Psalmen 42:1-11 Herziene Statenvertaling (HSV)
Zoals een hert schreeuwt naar de waterstromen, zo schreeuwt mijn ziel tot U, o God! Mijn ziel dorst naar God, naar de levende God. Wanneer zal ik binnengaan om voor Gods aangezicht te verschijnen? Mijn tranen zijn mij tot voedsel, dag en nacht, omdat zij de hele dag tegen mij zeggen: Waar is uw God? Hieraan denk ik en ik stort mijn ziel in mij uit: hoe ik meeging in de stoet en met hen optrok naar Gods huis, onder luide vreugdezang en lofliederen: een feestvierende menigte. Wat buigt u zich neer, mijn ziel, en bent u onrustig in mij? Hoop op God, want ik zal Hem weer loven voor de volkomen verlossing van Zijn aangezicht. Mijn God, mijn ziel buigt zich neer in mij, daarom denk ik aan U vanuit het land van de Jordaan en het Hermongebergte, vanuit het laaggebergte. Watervloed roept tot watervloed, terwijl Uw waterkolken bruisen; al Uw baren en Uw golven zijn over mij heen gegaan. Maar de HEERE zal overdag Zijn goedertierenheid gebieden; 's nachts zal Zijn lied bij mij zijn, een gebed tot de God van mijn leven. Ik zeg tegen God: Mijn rots, waarom vergeet U mij? Waarom ga ik in het zwart gehuld, door de onderdrukking van de vijand? Met een doodsteek in mijn beenderen honen mijn tegenstanders mij, omdat zij de hele dag tegen mij zeggen: Waar is uw God?
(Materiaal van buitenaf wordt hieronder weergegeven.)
PR #1993, opened 2018-12-10
Get rid of the leading empty line in info block

caitp:
This makes v8's _monkeyYaml happy --- without it, the info block never ends, and we fail to parse the `features` key.

An explicit indentation marker isn't used because monkeyYaml doesn't supported it, and adding it might slightly slow things down.

Using PyYAML instead was considered, but after trying it, I don't think it looks viable. [simple test cases](https://gist.github.com/caitp/4a59a67f671907c11051a1b7bd5fdaae)

### DIFF
--- a/test/built-ins/Object/fromEntries/requires-argument.js
+++ b/test/built-ins/Object/fromEntries/requires-argument.js
@@ -5,7 +5,6 @@
 esid: sec-object.fromentries
 description: Throws when called without an argument.
 info: |
-
   Object.fromEntries ( iterable )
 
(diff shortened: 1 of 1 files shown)


gsathya:
cc @leobalter @rwaldron 

Could we add a lint check for this too to prevent future regressions?

leobalter:
> Could we add a lint check for this too to prevent future regressions?

Yes! As I've mentioned on #1996, we should restrict our lint check to require a highly interoperable yaml formatting. Fixing parsers is not so easy and this problem is not exclusive to a single test runner or consumer of Test262.

PR #3037, opened 2021-07-14
Add tests for Temporal.now.plainDateTime

jugglinmike:
In service of gh-3002

/cc @ptomato @Ms2ger


test/built-ins/Temporal/now/plainDateTime/calendar-function.js
```diff
@@ -0,0 +1,46 @@
+// Copyright (C) 2020 Igalia, S.L. All rights reserved.
```
rwaldron, line 1: Is this correct?

Ms2ger: Yes, originates here: https://github.com/tc39/proposal-temporal/commit/60211b2c99b6169665c4f5e0bec8a5a34a77940b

Psalmen 42:1-11 BasisBijbel (BB)
Voor de leider van het koor. Een lied voor de Korachieten, om iets van te leren. Zoals een hert hevig verlangt naar water, zo verlang ik hevig naar U, God. Ik heb dorst naar U, de levende God. Wanneer zal ik weer bij U komen? Wanneer zal ik weer vóór U mogen staan? Dag en nacht huil ik. Ik eet niets anders dan mijn tranen. Want aldoor zeggen de mensen tegen mij: "Waar is nu die God van jou?" Ik moet er weer aan denken hoe ik samen met heel veel anderen naar uw heiligdom ging. Ik ging voorop en we jubelden en juichten. We vierden met z'n allen feest. Ik zeg tegen mezelf: "Waarom ben je zo treurig? Waarom ben je zo onrustig? Vertrouw op God! Hem zal ik prijzen. Hij is mijn Redder, Hij is mijn God!" Ik voel me erg verdrietig. Daarom denk ik aan U, hier in het gebied van de Jordaan en de Hermonbergen vér van uw huis. Golf na golf slaat over mij heen. Bruisend en schuimend spoelen uw golven over mij heen. Toch houdt de Heer elke dag van mij. Elke nacht heb ik een lied in mijn binnenste. Dat lied is een gebed tot de God die mijn leven leidt. Ik zeg tegen Hem: "U bent de rots onder mijn voeten. Waarom bent U mij vergeten?" Waarom maken mijn vijanden me het leven zo moeilijk? Ik loop in zwarte kleren vanwege alle ellende. Mijn vijanden zeggen aldoor tegen me: "Waar is nu die God van jou?" Hun haat is als een messteek in mijn hart.